PR #223, opened 2022-02-14
signal kicks: handle being kicked from Signal group

sumnerevans:
image

### DIFF
--- a/mautrix_signal/portal.py
+++ b/mautrix_signal/portal.py
@@ -945,6 +945,10 @@ class Portal(DBPortal, BasePortal):
         else:
             self.log.debug(f"Didn't get event ID for {message.timestamp}")
 
+    async def handle_signal_kicked(self, user: u.User, sender: pu.Puppet) -> None:
+        self.log.debug(f"{user.mxid} was kicked by {sender.number} from {self.mxid}")
+        await self.main_intent.kick_user(self.mxid, user.mxid, f"{sender.name} kicked you")
+
     @staticmethod
     async def _make_media_content(
         attachment: Attachment, data: bytes
--- a/mautrix_signal/signal.py
+++ b/mautrix_signal/signal.py
@@ -175,6 +175,13 @@ class SignalHandler(SignaldClient):
                 )
                 return
         assert portal
+
+        # Handle the user being removed from the group.
+        if msg.group_v2 and msg.group_v2.removed:
+            if portal.mxid:
+                await portal.handle_signal_kicked(user, sender)
+            return
+
         if not portal.mxid:
             if not msg.is_message and not msg.group_v2:
                 user.log.debug(
--- a/mausignald/types.py
+++ b/mausignald/types.py
@@ -163,6 +163,7 @@ class Group(SerializableAttrs):
 class GroupV2ID(SerializableAttrs):
     id: GroupID
     revision: Optional[int] = None
+    removed: Optional[bool] = False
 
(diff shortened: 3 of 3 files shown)


mautrix_signal/portal.py
```diff
@@ -945,6 +945,13 @@ async def handle_signal_message(
         else:
             self.log.debug(f"Didn't get event ID for {message.timestamp}")
 
+    async def handle_signal_kicked(self, user: u.User, sender: pu.Puppet) -> None:
+        self.log.debug(f"{user.mxid} was kicked by {sender.number} from {self.mxid}")
+        await sender.intent_for(self).send_notice(self.mxid, "Removed you from the chat.")
+        levels = await self.main_intent.get_power_levels(self.mxid)
+        levels.events_default = 50
+        await self.main_intent.set_power_levels(self.mxid, levels)
```
tulir, line 953: This doesn't work for multi-user bridges, it should probably just actually kick the user

mautrix_signal/signal.py
```diff
@@ -162,6 +163,13 @@ async def handle_message(
             return
         if msg.group_v2:
             portal = await po.Portal.get_by_chat_id(msg.group_v2.id, create=True)
+
+            try:
+                await self.get_group(user.username, msg.group_v2.id)
+            except UnknownGroupError as e:
+                # The user was removed from the group. Make the user unable to post to the room.
+                await portal.handle_signal_kicked(user, sender)
+                return
```
tulir, line 172: This is a bit suspicious since historically there have been lots of `UnknownGroupError`s (e.g. when signald hadn't synced groups), but I guess it might be fine if it's only caught when the message explicitly contains group metadata and if there's no other way to detect being removed

thefinn93: what other scenario does the bridge know about a group and show it to the user, but signald doesn't know about it?

tulir: Probably just logout/relogins (signald data is removed, bridge data is still there). How reliable is the group data syncing now?

thefinn93: ah that is true. I don't have metrics about storage service usage, but it Works For Me every time.

maybe the message about being removed from the group could indicate there are edge cases around re-linking and to send a message in this group from the linked device to make it visible in matrix

tulir: The signald store and signal event handling is separate for different users even if it's the same bridge, so I think it's fine. Would definitely prefer a clear "kicked from group" event though.

sumnerevans: @tulir do we actually care about situations where signald's database got broken but mautrix-signal is fine? Can you actually do that in Beeper these days?

thefinn93: Working on getting you an explicit `removed: true` `JsonGroupV2Info` in inbound messages

mautrix_signal/signal.py
```diff
@@ -175,6 +175,12 @@ async def handle_message(
                 )
                 return
         assert portal
+
+        # Handle the user being removed from the group.
+        if msg.group_v2 and msg.group_v2.removed:
+            await portal.handle_signal_kicked(user, sender)
```
tulir, line 181: The room isn't guaranteed to exist here

```suggestion
            if portal.mxid:
                await portal.handle_signal_kicked(user, sender)
```

tulir (approved):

━━━━━━━━━━━━━━━━━━━━

_WORK TO COMPLETE:_ The answer must consist of every line from the listing above that includes the word "return".

_EXERCISE SOLUTION:_
                 return
+            return
             return
+                return
                 return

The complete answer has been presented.